Meta’s Multimodal Translator Utilizes Single Model to Translate into 100 Languages
While it may not be fully capable of bringing about the highly anticipated Doolittle future, modern AI translation techniques are effectively converting the approximately 6,500 spoken and written communication systems used by humanity. However, the issue lies in the fact that each of these models excels in only one or two tasks, such as translating, converting text to speech, or speech to text. Consequently, multiple models need to be combined to achieve the comprehensive performance observed in platforms like Google Translate or Facebook’s diverse language services.
It’s a computationally intensive process, so Meta developed one model that can do it all. SeamlessM4T is “a basic multilingual and multi-threading model that seamlessly translates and transcribes between speech and text,” Meta’s blog reads on Tuesday. It can translate any of nearly 100 languages for speech-to-text and text-to-text functions, speech-to-speech and text-to-speech support the same languages as inputs and output them in any of 36 other languages, including English.
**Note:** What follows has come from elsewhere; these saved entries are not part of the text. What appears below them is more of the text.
PR #1467, opened 2020-04-24
En 6192 trie sync on list of hashes

sasurobert:
Request and resolve trie by hashes


data/trie/sync.go
```diff
@@ -241,11 +241,13 @@ func trieNode(data interface{}) (node, error) {
...
 	ts.mutOperation.RLock()
 	numUnResolvedNodes := uint32(len(ts.nodesForTrie))
+	hashes := make([][]byte, 0)
 	for hash, nodeInfo := range ts.nodesForTrie {
 		if !nodeInfo.received {
-			ts.requestHandler.RequestTrieNodes(ts.shardId, []byte(hash), ts.topic)
+			hashes = append(hashes, []byte(hash))
 		}
 	}
+	ts.requestHandler.RequestTrieNodes(ts.shardId, hashes, ts.topic)
```
iulianpascalau, line 250: we might trim this slice to first n (n = const) hashes

dataRetriever/requestHandlers/requestHandler.go
```diff
@@ -108,34 +108,35 @@ func (rrh *resolverRequestHandler) requestByHashes(destShardID uint32, hashes []
 		log.Trace("requestByHashes", "hash", txHash)
 	}
 
-	go func() {
-		dataSplit := &partitioning.DataSplit{}
-		var sliceBatches [][][]byte
-		sliceBatches, err = dataSplit.SplitDataInChunks(unrequestedHashes, rrh.maxTxsToRequest)
+	go rrh.requestHashesWithDataSplit(unrequestedHashes, txResolver)
+
+	rrh.addRequestedItem(unrequestedHashes)
```
iulianpascalau, line 113: addRequestedItem**s**

dataRetriever/resolvers/trieNodeResolver.go
```diff
@@ -75,28 +75,76 @@ func (tnRes *TrieNodeResolver) ProcessReceivedMessage(message p2p.MessageP2P, fr
...
+		if remainingSpace >= lenNextNodes {
+			remainingSpace -= uint64(len(nextNodes))
 		}
 
-		var buff []byte
-		buff, err = tnRes.marshalizer.Marshal(&batch.Batch{Data: serializedNodes})
-		if err != nil {
-			return err
+		if lenNextNodes == 0 || remainingSpace == 0 {
+			break
```
iulianpascalau, line 110: this is a good thing to stop until you have reached the maximum capacity to send
The condition needs to be changed. As we might have remainingSpace = 1 which is not enough to send something else. Maybe add an else branch on line 107 that will set a bool that will be used on line 109

data/trie/sync.go
sasurobert: would not trim. it is hard to adjust to a number. Requests and resolves are done in batches.

dataRetriever/requestHandlers/requestHandler.go
sasurobert: done

dataRetriever/resolvers/trieNodeResolver.go
sasurobert: good catch. done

In a blog post, Meta’s research team notes that SeamlessM4T “significantly improves the performance of the low- and medium-resource languages we support” while maintaining “strong performance in high-resource languages such as English, Spanish, and German.” Meta built SeamlessM4T from its existing PyTorch-based multitasking UnitY model architecture , which already natively performs different modal translations and automatic speech recognition. It uses the BERT 2.0 system for audio encoding, splits the input into component identifiers for analysis, and the HiFi-GAN unit’s vocoder to generate spoken responses.
Meta has also curated a massive open source speech-to-speech and speech-to-text parallel corpus called SeamlessAlign. The company mined “tens of billions of sentences” and “four million hours” of speech from publicly available archives to “automatically align more than 443,000 hours of speech with texts and create approximately 29,000 hours of speech-to-speech alignment.” blog. When tested for durability, the SeamlessM4T outperformed its (currently state-of-the-art) predecessor against background noise by 37 percent and speaker style variation by 48 percent.
Like most of its previous machine translation projects—be it Llama 2, Massively Multilingual Speech (MMS), Universal Speech Translator (UST), or the ambitious No Language Left Behind (NLLB) project—SeamlessM4T is open source. “We believe SeamlessM4T is an important breakthrough in the AI community’s efforts to create universal multitasking systems,” the team wrote. “In keeping with our open science approach, we are excited to share our model publicly so that researchers and developers can develop this technology.” If you’re interested in working with SeamlessM4T yourself, head over to GitHub to download the template, training information, and documentation.